» **REQUIRED WORK**: Send back every record exactly.

» **GIVEN INFORMATION**:

PR #630, opened 2024-06-14
chore: Handle migrations with least permissions necessary

YrrepNoj:
This PR:
1) Consolidates the Dockerfiles that we use when running migrations
2) Creates a new component within the supabase package that runs migrations that require elevated (`supabase_admin`) permissions so that the other migration jobs can run as the regular `postgres` user.


Makefile
```diff
@@ -68,7 +73,7 @@ build-ui: local-registry ## Build the leapfrogai_ui container and Zarf package
 	docker tag ghcr.io/defenseunicorns/leapfrogai/leapfrogai-ui:${LOCAL_VERSION} localhost:5000/defenseunicorns/leapfrogai/leapfrogai-ui:${LOCAL_VERSION}
 
 	## Build the migration container for the version of the UI
-	docker build -t ghcr.io/defenseunicorns/leapfrogai/ui-migrations:${LOCAL_VERSION} src/leapfrogai_ui/supabase
+	docker build -t ghcr.io/defenseunicorns/leapfrogai/ui-migrations:${LOCAL_VERSION} -f Dockerfile.migrations --build-arg="MIGRATIONS_DIR=src/leapfrogai_ui/supabase/migrations" .
```
YrrepNoj, line 76: What do we think about the tag for these images? I was thinking about if I like having the images explicitly listed out for the different packages or if I wanted to have a more common name. where the ref will specify which package it is for.

IE)
`ghcr.io/defenseunicorns/leapfrogai/lfai-supabase-migrations:0.8.0`
`ghcr.io/defenseunicorns/leapfrogai/api-migrations:0.8.0` 
`ghcr.io/defenseunicorns/leapfrogai/ui-migrations:0.8.0` 

vs
`ghcr.io/defenseunicorns/leapfrogai/lfai-migrations:0.8.0-base`
`ghcr.io/defenseunicorns/leapfrogai/lfai-migrations:0.8.0-ui`
`ghcr.io/defenseunicorns/leapfrogai/lfai-migrations:0.8.0-api`

justinthelaw: The advantage of the former is that release-please will play more easily when tagged versions are semver compliant. The 2nd one is nice since it feels more flavor-like.

My vote is on the second one, despite some release-please shenanigans that will have to happen.

justinthelaw (dismissed):

gphorvath (dismissed):

jalling97 (dismissed):

jalling97 (approved):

» **RESPONSE BOX**:
PR #630, opened 2024-06-14
chore: Handle migrations with least permissions necessary

YrrepNoj:
This PR:
1) Consolidates the Dockerfiles that we use when running migrations
2) Creates a new component within the supabase package that runs migrations that require elevated (`supabase_admin`) permissions so that the other migration jobs can run as the regular `postgres` user.


Makefile
```diff
@@ -68,7 +73,7 @@ build-ui: local-registry ## Build the leapfrogai_ui container and Zarf package
 	docker tag ghcr.io/defenseunicorns/leapfrogai/leapfrogai-ui:${LOCAL_VERSION} localhost:5000/defenseunicorns/leapfrogai/leapfrogai-ui:${LOCAL_VERSION}
 
 	## Build the migration container for the version of the UI
-	docker build -t ghcr.io/defenseunicorns/leapfrogai/ui-migrations:${LOCAL_VERSION} src/leapfrogai_ui/supabase
+	docker build -t ghcr.io/defenseunicorns/leapfrogai/ui-migrations:${LOCAL_VERSION} -f Dockerfile.migrations --build-arg="MIGRATIONS_DIR=src/leapfrogai_ui/supabase/migrations" .
```
YrrepNoj, line 76: What do we think about the tag for these images? I was thinking about if I like having the images explicitly listed out for the different packages or if I wanted to have a more common name. where the ref will specify which package it is for.

IE)
`ghcr.io/defenseunicorns/leapfrogai/lfai-supabase-migrations:0.8.0`
`ghcr.io/defenseunicorns/leapfrogai/api-migrations:0.8.0` 
`ghcr.io/defenseunicorns/leapfrogai/ui-migrations:0.8.0` 

vs
`ghcr.io/defenseunicorns/leapfrogai/lfai-migrations:0.8.0-base`
`ghcr.io/defenseunicorns/leapfrogai/lfai-migrations:0.8.0-ui`
`ghcr.io/defenseunicorns/leapfrogai/lfai-migrations:0.8.0-api`

justinthelaw: The advantage of the former is that release-please will play more easily when tagged versions are semver compliant. The 2nd one is nice since it feels more flavor-like.

My vote is on the second one, despite some release-please shenanigans that will have to happen.

justinthelaw (dismissed):

gphorvath (dismissed):

jalling97 (dismissed):

jalling97 (approved):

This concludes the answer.